Cold atmospheric plasma (CAP) has the potential to interact with tissue or cells leading to fast, painless and efficient disinfection and furthermore has positive effects on wound healing and tissue regeneration. For clinical implementation it is necessary to examine how CAP improves wound healing and which molecular changes occur after the CAP treatment. In the present study we used the second generation MicroPlaSter ß® in analogy to the current clinical standard (2 min treatment time) in order to determine molecular changes induced by CAP using in vitro cell culture studies with human fibroblasts and an in vivo mouse skin wound healing model. Our in vitro analysis revealed that the CAP treatment induces the expression of important key genes crucial for the wound healing response like IL-6, IL-8, MCP-1, TGF-ß1, TGF-ß2, and promotes the production of collagen type I and alpha-SMA. Scratch wound healing assays showed improved cell migration, whereas cell proliferation analyzed by XTT method, and the apoptotic machinery analyzed by protein array technology, was not altered by CAP in dermal fibroblasts. An in vivo wound healing model confirmed that the CAP treatment affects above mentioned genes involved in wound healing, tissue injury and repair. Additionally, we observed that the CAP treatment improves wound healing in mice, no relevant side effects were detected. We suggest that improved wound healing might be due to the activation of a specified panel of cytokines and growth factors by CAP. In summary, our in vitro human and in vivo animal data suggest that the 2 min treatment with the MicroPlaSter ß® is an effective technique for activating wound healing relevant molecules in dermal fibroblasts leading to improved wound healing, whereas the mechanisms which contribute to these observed effects have to be further investigated.
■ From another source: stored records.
PR #185, opened 2017-11-16
automate vendored code update

fractalwrench:


Makefile
```diff
@@ -15,3 +15,14 @@ ifeq ($(VERSION),)
 endif
 	make VERSION=$(VERSION) bump && git commit -am "v$(VERSION)" && git tag v$(VERSION) \
 	&& git push origin && git push --tags && npm publish
+
+upgrade_vendor:
+ifeq ($(VERSION),)
+	@$(error VERSION is not defined. Run with `make VERSION=number upgrade_vendor`)
+endif
+	@sed -i '' "s/bugsnag-android:.*\'/bugsnag-android:$(VERSION)\'/" android/build.gradle
```
kattrali: I'd define a new variable for this. It wasn't clear that by running `make VERSION=foo bump upgrade_vendor` would set the android version to `foo`.

Makefile
```diff
@@ -15,3 +15,14 @@ ifeq ($(VERSION),)
...
+	cd ../bugsnag-cocoa
+	git checkout master && git pull
```
kattrali: haha having a slightly different directory structure saved me from doing something unfortunate here. Didn't realize it was going to wipe what I had in `bugsnag-cocoa`. Whew.

Probably should specify a defined release number for iOS too, to ensure that a tag is fetched rather than anything which might be unreleased. It'll keep the notifier version metrics correct and help with debugging.

fractalwrench:
@kattrali I've updated the logic to use a separate flag for android/ios version, and also to checkout the tagged version for iOS rather than master.

PR #187, opened 2017-11-17
Improve handled state validation

fractalwrench:
Improve validation of handled state to address 2 scenarios:

1) if the `notify` method was passed an object as its 5th parameter, `handledState` would not be created
2) if the `report._handledState` was modified in a `beforeSendCallback`, the `severityReason` could potentially be invalid

### DIFF
--- a/src/Bugsnag.js
+++ b/src/Bugsnag.js
@@ -329,8 +329,8 @@ export class Report {
   }
 
   toJSON = () => {
-    if (!_handledState || !(_handledState instanceof HandledState)) {
-      _handledState = new HandledState('warning', false, 'handledException');
+    if (!this._handledState || !(this._handledState instanceof HandledState)) {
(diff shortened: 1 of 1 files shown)


src/Bugsnag.js
```diff
@@ -309,7 +309,7 @@ export class Report {
     this.stacktrace = error.stack;
     this.user = {};
 
-    if (!_handledState) {
+    if (!_handledState instanceof HandledState) {
```
bengourley: You should write `!(_handledState instanceof HandledState)` because of [this reason](https://eslint.org/docs/rules/no-unsafe-negation).

Also we should have a linter on this project!

bengourley:
This seems ok, it's more checking than before, but there are still ways that rogue data could cause it to crash. I think it might be worth repeating the check on L312 in the toJSON method, since the entire `_handledState` object could have been replaced or meddled with.

PR #197, opened 2018-01-04
Add example build to CI

Cawllec:
Adds build stages to:
- Build an iOS example app
- Build an Android example app

As extra tests to ensure building correctly.


.travis.yml
```diff
@@ -1,7 +1,50 @@
...
+        - npm install
+        - ./node_modules/.bin/react-native link
+        - cd android
+        - ./gradlew assembleRelease
+      licenses:
+        - 
+    - stage: build cocoa
+      language: objective-c
+      osx-image: xcode7.3
+      env: SDK=macosx10.11 BUILD_OSX=1
```
fractalwrench: Is it possible to use a more modern version of XCode? Most people will be using 9 these days

.travis.yml
```diff
@@ -1,7 +1,50 @@
...
+      install: npm install
+      script: npm run test:unit:js && npm run test:smoke:typescript
+    - stage: build android
+      language: android
+      sudo: false
+      android:
+        components:
+         - tools
+         - platform-tools
+         - tools
```
fractalwrench: Is tools being listed twice intentional? There used to be a Travis bug that required a similar workaround, so this can be ignored if it's still an issue

Cawllec: I think this was necessary, although I can try without to double check

Cawllec:
I'm still getting a lot of warnings from xcodebuild, these can be suppressed by redirecting to /dev/null and requiring manual checking if the build ever fails.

机译:寒冷的大气血浆(CAP)可能与组织或细胞相互作用,从而导致快速,无痛且有效的消毒,并且还对伤口愈合和组织再生产生积极影响。对于临床实施,有必要检查CAP如何改善伤口愈合以及CAP治疗后会发生哪些分子变化。在本研究中,我们以类似于当前临床标准的标准(2分钟的治疗时间)使用了第二代MicroPlaSterß®,以确定使用人成纤维细胞和体内小鼠皮肤伤口进行的体外细胞培养研究,确定由CAP诱导的分子变化。修复模型。我们的体外分析显示,CAP处理可诱导对伤口愈合反应至关重要的重要关键基因的表达,例如IL-6,IL-8,MCP-1,TGF-ß1,TGF-ß2,并促进胶原类型的产生我和alpha-SMA。从头开始的伤口愈合试验显示出改善的细胞迁移,而通过XTT方法分析的细胞增殖以及通过蛋白质阵列技术分析的凋亡机制并未受到CAP在真皮成纤维细胞中的改变。体内伤口愈合模型证实,CAP治疗影响上述涉及伤口愈合,组织损伤和修复的基因。此外,我们观察到CAP治疗可改善小鼠的伤口愈合,未检测到相关的副作用。我们建议改善伤口愈合可能是由于CAP激活了特定的一组细胞因子和生长因子。总而言之,我们的体外人和体内动物数据表明,用MicroPlaSterß®处理2分钟是激活皮肤成纤维细胞中伤口愈合相关分子的有效技术,从而改善了伤口愈合,而观察到这些现象的机制效果有待进一步调查。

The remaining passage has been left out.